The Patient Engagement Advisory Committee (Committee) to the Food and Drug Association (FDA) met recently to discuss cybersecurity in medical devices. Medical devices are increasingly connected to the internet, hospital networks, and other medical devices to provide features designed to improve healthcare and increase providers’ ability to treat patients. However, as medical devices become more connected and join the internet of things, cybersecurity risks increase. As the summary of the meeting indicates, preserving the benefit of the devices requires both continuous vigilance as well as timely and effective communications to users about evolving cybersecurity risks.
The Committee focused on factors for consideration by the FDA and industry when communicating cybersecurity risks to patients and the public, the role of healthcare providers and other stakeholders in communicating such risks to patients, and concerns patients have about changes to their devices to reduce cybersecurity risks.
Overall, the Committee members generally concluded that there is not one blanket approach that would work for all patients. However, they highlighted three strategic elements the FDA and industry should consider in conveying cybersecurity risks to patients when the probability of exploitation is not known: (1) explaining the unknown factor; (2) understanding patients’ fear of the potential unknown, and having those concerns addressed and factored in well in advance of the preapproval process; and (3) a balanced discussion between risk and benefits, particularly for lifesaving devices. The Committee felt the FDA could use an alert system similar to that used by other agencies (such as using green, yellow and red) to communicate the different levels of cybersecurity threat. The Committee also recommended that the FDA explore using Unique Device Identifiers (UDIs) to deliver targeted risk messages to patients who use particular devices.
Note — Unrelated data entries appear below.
PR #22584, opened 2021-10-17
Mazda: silence hands off warning in cars with no lockout

Jafaral:
block eps lkas state from getting to the camera

Depends on: https://github.com/commaai/panda/pull/741

### DIFF
--- a/selfdrive/car/mazda/carcontroller.py
+++ b/selfdrive/car/mazda/carcontroller.py
@@ -46,6 +46,8 @@ class CarController():
 
     self.apply_steer_last = apply_steer
 
+    can_sends.append(mazdacan.create_steer_rate(self.packer, CS.CP.carFingerprint, CS.steer_rate_msg))
+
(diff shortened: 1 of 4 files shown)


adeebshihadeh:
We shouldn't really fake things like this. Why don't we just take over sending the alert message? We can start by copying the message from the camera and only filtering out the alert.

adeebshihadeh:
Regardless of this PR, we want to show HUD alerts ourselves anyway, and it looks like this is missing from the Mazda port. [These](https://github.com/commaai/cereal/blob/a0850ebef69c5a3c43c875fb730528b049bad2e1/car.capnp#L335) are the alerts that should be implemented, but just implementing steerRequired and fcw gets you most of the way there.

Jafaral:
Not sure I follow @adeebshihadeh , do you mean showing alerts on OP screen?  plus we already have things like  gear info and seatbelt. Can you please clarify ?

Jafaral:
Also, let me know if this PR is OK or if you want things done differently.

adeebshihadeh:
Fixed in #22730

The Committee believes it is important for patients to hear about a cybersecurity threat even before there is a risk reduction measure available, both for transparency and because patients might be able to detect potential harms. The FDA should also consider if and when to make the information public, given that there could be “bad actors” who take advantage of the risk upon learning about it through the media.
It will be interesting to see what the FDA does in response to the Committee’s recommendations, and whether guidance from the FDA will be forthcoming.